*** Block opens ***

PR #856, opened 2015-06-08
Input configuration

joolswills:
This is still a WIP, but wanted to do the request so we don't collide. 

De-duplication and cleanups - the config file locations were duplicated in every function.

I'm thinking we can actually do this without so many functions - and have it so the submodules manage the logic themselves - should de-duplicate even more.

### DIFF
--- a/supplementary/moduledata/supplementary/emulationstation/configscripts/emulationstation.sh
+++ b/supplementary/moduledata/supplementary/emulationstation/configscripts/emulationstation.sh
@@ -8,57 +8,6 @@
 # at https://raw.githubusercontent.com/petrockblog/RetroPie-Setup/master/LICENSE.md.
 #
 
-###### input configuration interface functions ######
-
-#######################################
-# Interface functions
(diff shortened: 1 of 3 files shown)


joolswills:
@petrockblog  - in the modules in the first functions you use named parameters then shorten it later - was this to show an "example" of the parameter ordering? if so, I think one example is enough perhaps ? I think it's actually more confusing to a new set of eyes that the functions differ.

joolswills:
Now I'll check I didn't break anything :)

joolswills:
ok this seems to be ok now.

I have some usability things that I think need doing on the emulationstation side, but the scripts are working even after ive messed around with them (they were working before also ;-) )

petrockblog:
> in the modules in the first functions you use named parameters then shorten it later - was this to show an "example" of the parameter ordering? if so, I think one example is enough perhaps ? I think it's actually more confusing to a new set of eyes that the functions differ.
Yes, they are supposed to be examples. But a single example should also be enough I think.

*** Block closes ***

[Task prompt] Copy out each line of the records above that includes "configscripts".

[Task response]
--- a/supplementary/moduledata/supplementary/emulationstation/configscripts/emulationstation.sh
+++ b/supplementary/moduledata/supplementary/emulationstation/configscripts/emulationstation.sh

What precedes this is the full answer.